3.4.1. Run a test job locally#
Check the configuration has no errors:
HYDRA_FULL_ERROR=1 hydra my_script.py --cfg job
For faster debugging, we can run our code on a very small subset of the data on the interactive cluster (e.g. slaking).
ml switch cluster/slaking
hydra my_script.py
This should create output were you want it to go and helps with getting your environment setup correctly. Most likely this will fail somewhere in the pipeline, as interactive jobs on the login nodes are very limited in the number of cores they can use and memory they can allocate. This job likely gives a memory error like:
RuntimeError: [enforce fail at alloc_cpu.cpp:75] err == 0. DefaultCPUAllocator: can't allocate memory: you tried to allocate 51380224 bytes. Error code 12 (Cannot allocate memory)

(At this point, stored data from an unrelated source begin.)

PR #9374, opened 2025-10-28
Move resolving #includes from MaterialBuilder to MaterialCompiler

trie94:
Move resolving #includes from MaterialBuilder to MaterialCompiler before parsing the material.

Some details:
- resolving #includes was happening after parsing, now moving before parsing. this is because we could offload this resolution at build time for RuntimeMaterialCompiler
- filamat::resolveIncludes and include related classes are moved to MaterialCompiler. Now MaterialBuilder always assumes the input is already inlined.
- resolveIncludes used to have an assumption where the given text was already a shader block. this assumption is now broken so it finds the line offset internally. thus the line offset field is removed from IncludeResult.

Follow up (in a separate PR):
We will add a resolveIncludes flag in the CommandlineConfig and allows matc to return unresolved mat to resolved mat.

### DIFF
--- a/tools/matc/src/matc/Includes.cpp
+++ b/tools/matc/src/matc/Includes.cpp
@@ -14,7 +14,7 @@
  * limitations under the License.
  */
 
-#include <filamat/Includes.h>
+#include "Includes.h"
 
 #include <utils/Log.h>
 #include <utils/compiler.h>
@@ -22,7 +22,7 @@
 
 #include <string>
 
-namespace filamat {
+namespace matc {
 
 static bool isWhitespace(char c) {
     return (c == ' ' || c == '\f' || c == '\n' || c == '\r' || c == '\t' || c == '\v');
@@ -308,4 +308,4 @@ std::vector<FoundInclude> parseForIncludes(const utils::CString& source) {
     return results;
 }
 
-} // namespace filamat
+} // namespace matc
--- a/tools/matc/src/matc/Includes.h
+++ b/tools/matc/src/matc/Includes.h
@@ -14,16 +14,16 @@
  * limitations under the License.
  */
 
-#ifndef TNT_FILAMAT_INCLUDES_H
-#define TNT_FILAMAT_INCLUDES_H
+#ifndef TNT_INCLUDES_H
+#define TNT_INCLUDES_H
 
-#include <filamat/IncludeCallback.h>
+#include "IncludeCallback.h"
 
-#include <utils/CString.h>
+#include "utils/CString.h"
 
 #include <vector>
 
-namespace filamat {
+namespace matc {
 
 struct ResolveOptions {
     // If true, insert #line directives before / after each include.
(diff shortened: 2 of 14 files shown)


tools/matc/src/matc/Includes.cpp
```diff
@@ -83,10 +83,16 @@ bool resolveIncludes(IncludeResult& root, IncludeCallback callback,
...
-    const size_t lineNumberOffset = root.lineNumberOffset;
     utils::CString& text = root.text;
 
     std::vector<FoundInclude> includes = parseForIncludes(text);
+    if (includes.empty()) {
+        // No more to resolve.
+        return true;
+    }
+
+    const size_t lineNumberOffset = includes[0].line;
```
z3moon, line 94: I see `parseForIncludes` could return an empty container. It needs a proper handling for this case.

tools/matc/src/matc/MaterialCompiler.cpp
```diff
@@ -69,16 +69,37 @@ bool MaterialCompiler::run(const matp::Config& config) {
...
+
+    if (!filamat::resolveIncludes(result, std::move(includer), options)) {
+        return false;
+    }
+
+    // Now that the buffer is mutated, we need to update the buffer pointer and the size
+    // before parsing.
+    size = result.text.size();
+    auto modifiedBuffer = std::make_unique<char[]>(size);
+    std::strcpy(modifiedBuffer.get(), result.text.c_str());
```
z3moon: strcpy is not safe, so maybe use memcpy or strncpy instead.

tools/matc/src/matc/Includes.cpp
```diff
@@ -169,12 +176,13 @@ bool resolveIncludes(IncludeResult& root, IncludeCallback callback,
...
 
-    // Add a line directive on the first line for the root include.
+    // Add a line directive on the previous line for the root include.
     if (options.insertLineDirectives && depth == 0) {
         utils::io::sstream lineDirective;
-        insertLineDirective(lineDirective, lineNumberOffset + 1, rootIncludeName);
+        insertLineDirective(lineDirective, lineNumberOffset, rootIncludeName);
         lineDirective << '\n';
-        text.insert(0, utils::CString(lineDirective.c_str()));
+        const size_t startPos = includes[0].startPosition;
```
z3moon, line 184: ditto

tools/matc/src/matc/MaterialCompiler.cpp
trie94: ah you are right, replace it with `strncpy`

tools/matc/src/matc/Includes.cpp
trie94: i am a bit confused by the recursion but i believe i am handling this correctly with this block. am i missing something?
```
    if (includes.empty()) {
        // No more to resolve.
        return true;
    }
```

z3moon: Oh, I think I missed it. Sorry.

poweifeng (approved):

tools/matc/src/matc/Includes.h
```diff
@@ -48,11 +48,11 @@ struct FoundInclude {
     utils::CString name;
     size_t startPosition;
     size_t length;
-    size_t line;        // the line number the include was found on (first line is 1)
+    size_t line;        // the line number the #include was found on.
```
bejado: Is the first line now 0? Maybe we should update the comment here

That’s a sign we need to submit a job instead of using the login nodes.
3.4.2. Submitit#
You have to pass the -m/--multirun
flag when submitting a job. For more info, see the documentation of the Hydra Submitit Launcher plugin.
pip install hydra-submitit-launcher
Note that you can start jobs in the background using {command} &; disown
or use tmux
. For a running job, you can do Ctrl + Z; bg;
. You can follow all output and logs in files in the output folder. You can get a list of submitted SLURM jobs and their status using sacct
. You can see all launcher SLURM directives using:
hydra my_script.py hydra/launcher=submitit_slurm --cfg hydra -p hydra.launcher
Set the right configuration for your job. Note that here we assume tasks_per_node=1
, so the per_task
and per_node
directives are the same. For launching a SLURM job with 2 CPUs and 4GB of RAM:
hydra my_scripy.py hydra/launcher=submitit_slurm hydra.launcher.cpus_per_task=2 hydra.launcher.mem_gb=4GB -m
Here we provide 2 cpus per task and reserve 4GB of RAM on the node.
3.4.3. GPU support#
3.4.4. Organize all experiment configs#
You can organize different experiments using the Experiment pattern.
You can create new datasets by adding a config .yaml to your local configs/dataset/
folder. Extend existing configs using the defaults keyword. Make sure that the name of the new dataset is unique.
By creating multiple experiment configs, experiments can be cleanly defined by composing existing configs and overwriting only a few new parameters.
3.4.5. Submit multiple experiments#
Multiple experiments can be run using a comma or the glob syntax.
hydra +experiment=exp1,exp2 -m
3.4.6. HPO#
Instead of sweeping over all parameters in a extensive grid search, you could also try to automatically and intelligently try as many parameters within a given budget of runs. This is called hyperparameter optimization (HPO). Hydra has a plugin for this called Optuna. What is required is to define a search space for each parameter and an objective function. The objective function is the metric you want to optimize. The sweeper will then try to find the best combination of parameters.